Tuesday, January 24, 2006

hot chicken

left

Lots of people have trained falcons to sit on a glove. How many people do you know can do this with a chicken?

Two of Julie's chickens are living outside my backdoor and she often has to move them about. The rooster has turned out to be unusually tractable and with very little effort she has trained him to stand on her wrist while she walks from one part of the yard to another.

She is planning next to train him to perch on her shoulder so she can have both hands free. I must get a video of that when he learns his new trick.





You will remember that I was apprehensive about the barbecue on Sunday. The weather forecast was worrying. We took all the precautions we could at home, even making a special detour to move the chickens from the back door into a shady nook in the backyard, before setting off across the river.

Drove across the Tasman Bridge, through Lindisfarne and turned towards Rokeby, then up a side road through the gum trees. It was fine and sunny but not unbearably oppressive yet. We found our way to the right address, notable for the number of cars parked in the bushland around the house. In the shade of some of the taller trees, the members of our congregation were lolling about consuming sausages, salads and punch.

The afternoon unwound pleasantly enough. The lady of the house and Julie trekked across to the hen house to inspect the new additions to the chicken population resulting from last week's trip to the poultry farm. I trailed after them, though I don't know a Polish from a Rhode Island Red. Then it seemed to be growing warmer and we moved inside into the living room, where we divided our time between jostling for position in front of the electric fan and casting about for a lost contact lens.

When we finally set off for home, the air seemed to be charged with heat. As soon as we stepped outside I could feel the perspiration start from my pores. Down the side road and back on to the highway, with the windows down for maximum ventilation. ("Is the bonnet supposed to wobble like that when we hit 100kph?")

The heat got worse every mile. As we came through Bellerive, we saw the traffic banking up in the road leading to the Tasman Bridge. "I'm not sitting in a traffic jam in this heat," said my sister decisively as she swung the steering wheel. "We'll circle round to the Bowen Bridge.":

It took a few minutes extra, but we were thankful to avoid the trail-back of cars. We felt washed-out by the time we reached my house, and no wonder - while we were on the road, the mercury had hit 39° on the Celsius scale (a blistering 102°F in the old measurements!).

We checked the animals were all right (the cat went outside then came back and stretched out on the coolness of the linoleum floor in the kitchen) then I lay down for an hour to recover my strength.

Surprisingly, the temperature dropped steadily after that and it started to rain lightly about 9 p.m. It must have dropped twenty degrees by the time I went to bed that night. I was afraid that might mean a storm but apart from a single bolt of lightning around midnight things seemed fairly normal.

I don't think I've seen a day as hot as this one for about twenty years; I ended the evening sleeping naked under a sheet, exhausted from the extreme temperatures.

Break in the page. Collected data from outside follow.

PR #9463, opened 2026-07-19
Clear a removed remote host's leftover repos and worktrees from the sidebar

### LINKED ISSUE #8881: [Bug]: Sidebar duplicates worktrees when re-paired hosts leave stale runtime identities in the client store
**Operating system:** macOS
**Orca version:** v1.4.141 (root-cause references verified against `main` @ 190ed7d4e)

### Short summary

On a remote client, the same physical worktrees can render 2–3× in the sidebar (e.g. 3 real checkouts shown as 6 rows under one project header). Inspecting an affected client's store shows the same physical host present under **three** `runtime:<env>` identity branches — each re-pairing of the host mints a new environment id — with the same worktrees repeated under 2–3 of them, plus an orphaned repo-id pair where two repoIds resolve to the same checkout path.

### Root cause

- Worktree rows are keyed `${repoId}::${path}` (`src/shared/worktree-id.ts:15-28`), and every dedup in the render pipeline uses that id (`visible-worktrees.ts:199-239`; `worktree-list-groups.ts:600-613`) — so the same physical checkout under a second repoId/host identity never collapses.
- `mergeWorktreesForHost` replaces rows only for the refreshing host and unconditionally keeps sibling-host rows (`src/renderer/src/store/slices/worktrees.ts:457-492`, "host-scoped refreshes should replace that host in place"). Refresh loops iterate only current repo rows (`worktrees.ts:2471-2536`), so rows under a superseded identity are never refreshed *or* purged.
- `getProjectGroupingForRepo` maps both repoIds to the same `project:` header (`worktree-list-groups.ts:238-267`), so both row sets append under one project — 6 duplicate-looking rows while disk/Git/discovery all report 3.
- SSH already has a readoption reconcile for this class (`readopted-ssh-worktree-rows.ts:32-52`), but nothing equivalent exists for runtime re-pairs; and `c12ade54d` recently deduped mobile *host cards* by pinned public key (STA-1840) — the same durable-physical-identity approach seems needed one level down, for runtime environments / worktree rows.

### How can we reproduce it

1. Pair a client with a host; let it mirror some worktrees.
2. Re-pair the same host (new pairing → new runtime environment id) one or more times.
3. The client store now holds the old `runtime:<env>` branches alongside the new one; the sidebar renders duplicates of the same physical worktrees.

### Proposed direction (no PR yet — design input wanted)

Two plausible layers; happy to implement whichever maintainers prefer:

1. **Reconcile at pairing time:** when a runtime environment resolves to the same physical host as an existing one (pinned public key / relay endpoint, as in `c12ade54d`), retire or readopt the superseded environment's rows — the runtime analogue of `reconcileReadoptedSshRepoRows`.
2. **Dedup at merge/render time:** collapse rows whose normalized path + physical host identity match, preferring the freshest host identity, in `mergeWorktreesForHost` or a post-merge normalization.

Option 1 fixes the store (no zombie identities accumulating); option 2 is a smaller render-side mitigation.

brennanb2025:
## What changes

When a remote runtime host is removed from the saved list (e.g. after re-pairing mints a new `runtime:<envId>` identity and the superseded one is removed), Orca now retires the repos, project host setups, and worktree rows that identity owned in the client store. Previously those lingered for the rest of the session, so the same physical checkout rendered two or three times under one project header in the sidebar.

**What does NOT change:** two runtime identities for the same physical host that are *both still saved* still duplicate until one is removed — linking them at pairing time (by pinned public key) is a separate follow-up. This PR removes the state left behind by identities the user has already removed.

Fixes #8881.

## Design approach

`setRuntimeEnvironments` is the renderer's single "saved environment list changed" entry point (boot hydration, the Settings runtime pane after add/remove/re-pair, the Add Remote Host dialog, the SSH status dropdown). It already retires per-environment status, detected-agent caches, and mirrored SSH state for removed environments — but never touched repos/setups/worktree rows. This adds them to that cascade:

- A new `purgeStaleRuntimeHostState` action (worktrees slice) drops repos, project host setups, `worktreesByRepo`/`detectedWorktreesByRepo` rows, and the active/filter repo pointers owned by a removed runtime identity, routed through the existing `buildWorktreePurgeState` cascade so tab/PTY/browser/editor/agent maps can't leak.
- It is **scoped to the removal diff** (env ids that just left the saved list), not an absolute keep-set. This is load-bearing: a serving / self-paired instance persists client-minted `runtime:<envId>` stamps into its own local repos, whose env id was never in this instance's saved list — an absolute keep-set would tear those real local repos down on every boot. The removal diff can never include them.
- A tombstone set (`removedRuntimeEnvironmentIds`) guards the three repo-catalog merges so an in-flight catalog fetch for a just-removed env can't re-add the purged repos. Keying on a tombstone (not "absent from the in-memory saved list") is required so a runtime env merely *not yet hydrated* at boot still merges normally.

## Design review

Ran an adversarial design-review loop before implementation. It reshaped the core decision from an absolute keep-set to removal-diff scoping (the serving-instance case above) and added the in-flight catalog-merge guard and the repo-scoped-UI pointer cleanup. No unresolved design findings.

## Implementation / deviations

Implemented as designed. One deviation surfaced in review and was fixed (see below): the catalog-merge guard's first cut keyed on "absent from `runtimeEnvironments`", which also matches a not-yet-hydrated env and would have dropped legitimate runtime repos at boot; it now keys on the tombstone set.

## Completeness verification

Full pass: the purge is wired into the production removal path (Settings Remove → `runtimeEnvironments.remove` → `loadEnvironments` → `setRuntimeEnvironments`), the removal diff is computed from the pre-replacement in-memory list, all promised state is filtered, and no incident attribution is over-claimed in code or comments.

## Headline behavior status

**Implemented.** Removing a runtime host purges its leftover repos/worktree rows from the sidebar in the running app (verified live, screenshots below).

## Broad app consistency

Source-of-truth behavior ("environment removed ⇒ its client-mirrored state is retired") already existed for runtime status, detected agents, and mirrored SSH state; this extends it to repos/setups/worktree rows. **Known remaining surface:** runtime-hosted *folder workspaces* and *project groups* use the same per-host merge and can still duplicate on re-pair — deferred as a non-goal (different row type + removal cascade). When that follow-up lands it must also guard the parallel project-group / folder-workspace catalog merges.

## Risks, ambiguities, non-goals

- Non-goal: pairing-time physical-host reconcile for two *still-saved* identities (needs the pinned-public-key signal; follow-up).
- Non-goal: row migration on re-pair (SSH readoption renames rows to keep tabs; runtime re-pair has no linkage signal here, so superseded-identity rows are retired — their transport is already gone).
- Non-goal: deleting stale on-disk workspace-session partition files (boot already leaves them unread on a pure client; this stops new stale writes). 
- Non-goal: folder-workspace / project-group retention (above).
- Incident attribution: per the reporter's follow-up, this fixes the code-verified duplication hazard; it does not claim to explain the specific incident's 3→6 rendering (pending a controlled re-pair repro).

## perf

Audited before code review. No-op by default (empty removal diff → no `set()`), all added work bounded by repo/env/row counts already iterated elsewhere, reference identity preserved for unchanged slices, `sortEpoch` bumped only when rows change, `buildWorktreePurgeState` invoked only when rows are actually removed. No P0–P2 findings.

## Code review

Two independent reviewers. One found a P1: the catalog-merge guard was over-broad (skipped legitimate runtime-catalog merges during boot before the saved list hydrated, dropping remote repos — proven by ~14 net-new regressions in neighboring repo suites). Fixed with the tombstone approach and re-reviewed clean; the previously-regressing suites (`repos-all-hosts`, `repos-all-hosts-generation`, `repos-runtime-project-groups`, `repos`) all pass again. The other reviewer returned no blockers.

## Tests / static checks

- 6 new test files (helpers, action, `setRuntimeEnvironments` wiring, catalog-merge tombstone guard incl. the boot-regression case, session-partition split): green.
- Neighboring repo suites reviewer A flagged: green.
- Full typecheck (node + cli + web) and oxlint/oxfmt: clean.

## Manual validation

Live Electron A/B on a fresh profile: injected a stale `runtime:env-a` identity duplicating three physical checkouts (sidebar shows 6 rows under one header), then removed the environment — the duplicates purge and only the real rows remain, with no orphaned/"Unknown" groups. Before/after screenshots attached in a PR comment.

## Post-PR stabilization

Pending CodeRabbit + CI after open.

### DIFF
--- a/src/renderer/src/store/slices/purge-stale-runtime-host-state.test.ts
+++ b/src/renderer/src/store/slices/purge-stale-runtime-host-state.test.ts
@@ -1,0 +1,250 @@
+/**
+ * Action coverage for `purgeStaleRuntimeHostState` (#8881).
+ *
+ * Removing a runtime identity must retire the repos/setups/rows/detected rows and
+ * cascaded tab state it owned, while leaving local, ssh, and — the P1 regression —
+ * a *never-saved* runtime-stamped LOCAL repo (a serving instance's own row)
+ * untouched. The action is scoped to the removal diff, so it must no-op (no
+ * sortEpoch bump) for an empty diff or an env that matches nothing.
+ */
+import { describe, it, expect, vi } from 'vitest'
+import { toRuntimeExecutionHostId } from '../../../../shared/execution-host'
+import type { ProjectHostSetup, DetectedWorktreeListResult } from '../../../../shared/types'
+
+vi.mock('sonner', () => ({
+  toast: { info: vi.fn(), success: vi.fn(), error: vi.fn(), warning: vi.fn() }
+}))
+
+vi.mock('@/components/terminal-pane/pty-dispatcher', () => ({
+  restorePtyDataHandlersAfterFailedShutdown: vi.fn(),
+  unregisterPtyDataHandlers: vi.fn()
+}))
+
+// @ts-expect-error -- minimal window.api stub for the store under test
+globalThis.window = { api: {} }
+
+import { createTestStore, seedStore, makeWorktree, makeTab, TEST_REPO } from './store-test-helpers'
+
+const RUNTIME_A = toRuntimeExecutionHostId('env-a')
+const RUNTIME_NEVER_SAVED = toRuntimeExecutionHostId('env-serving-client')
+
+function setup(overrides: Partial<ProjectHostSetup> & { id: string }): ProjectHostSetup {
+  return {
+    projectId: 'p',
+    hostId: 'local',
+    repoId: '',
+    path: '/tmp',
+    displayName: 'setup',
+    setupState: 'ready',
+    setupMethod: 'existing',
+    createdAt: 0,
+    updatedAt: 0,
+    ...overrides
+  } as ProjectHostSetup
+}
+
+function detectedResult(
+  repoId: string,
+  worktrees: DetectedWorktreeListResult['worktrees']
+): DetectedWorktreeListResult {
+  return { repoId, authoritative: true, source: 'git', worktrees }
+}
+
+function detected(
+  id: string,
+  repoId: string,
+  hostId: ReturnType<typeof toRuntimeExecutionHostId> | 'local'
+): DetectedWorktreeListResult['worktrees'][number] {
+  return {
+    ...makeWorktree({ id, repoId, hostId }),
+    ownership: 'orca-managed',
+    selectedCheckout: true,
+    visible: true
+  } as DetectedWorktreeListResult['worktrees'][number]
+}
+
+describe('purgeStaleRuntimeHostState', () => {
+  it('purges the removed env and preserves local + never-saved runtime-stamped repos', () => {
+    const store = createTestStore()
+    const WT_A = 'repoA::/wt-a'
+    const TAB_A = 'tab-a'
+    seedStore(store, {
+      // A local repo, a runtime:env-a repo (the removed one), and the P1 regression
+      // case: a LOCAL repo carrying a runtime stamp whose env was never saved.
+      repos: [
+        TEST_REPO,
+        {
+          id: 'repoA',
+          path: '/repoA',
+          displayName: 'A',
+          badgeColor: '#000',
+          addedAt: 0,
+          executionHostId: RUNTIME_A
+        },
+        {
+          id: 'repoServing',
+          path: '/repoServing',
+          displayName: 'Serving',
+          badgeColor: '#000',
+          addedAt: 0,
+          executionHostId: RUNTIME_NEVER_SAVED
+        }
+      ],
+      projectHostSetups: [
+        setup({ id: 's-local', repoId: 'repo1', hostId: 'local' }),
+        setup({ id: 's-a', repoId: 'repoA', hostId: RUNTIME_A }),
+        setup({ id: 's-a-repoless', repoId: '', hostId: RUNTIME_A }),
+        setup({ id: 's-serving', repoId: 'repoServing', hostId: RUNTIME_NEVER_SAVED })
+      ],
+      worktreesByRepo: {
+        repo1: [makeWorktree({ id: 'repo1::/wt-local', repoId: 'repo1', hostId: 'local' })],
+        repoA: [makeWorktree({ id: WT_A, repoId: 'repoA', path: '/wt-a', hostId: RUNTIME_A })],
+        repoServing: [
+          makeWorktree({
+            id: 'repoServing::/wt-s',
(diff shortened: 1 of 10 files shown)


brennanb2025:
### Manual validation — live Electron A/B (fresh profile)

Reproduced and verified the fix end-to-end in the running dev build. Screenshots captured locally (attach here from these paths):
- Before: `/tmp/orca-8881-clean-before.png`
- After: `/tmp/orca-8881-clean-after.png`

There were about twenty bushfires around the state, but they were all under control by Monday except for the one near Zeehan on the west coast. It was warm in the afternoon but nothing like it was on Sunday.




Is it just me or is the Australian Open tennis dragging on even longer than usual? I know nothing about tennis championships, but this one seems to be going on forever.

I'm not bothered by it normally, but they tend to give it priority on the ABC radio, disrupting a lot of my favourite programmes. Curiously, it seems not all radio stations are taking the tennis broadcast, so many of the shows are still going out as normal over the Internet. I was able to hear The Idlers and The Coodabeen Champions normally on the web.

The numbers of people listening would be well down though. The midnight quiz segment The Challenge on the late show started the other night with only three contestants; normally people from all over the country are fighting to get through to the switchboard.

The host (Lisa Forrest filling in for Tony Delroy) could only advise people to assume the show was on even if they couldn't hear it, and to try dialling in at the normal time. I guess this is a definition of faith: you can't hear it or see it, you just believe that it's there and act accordingly.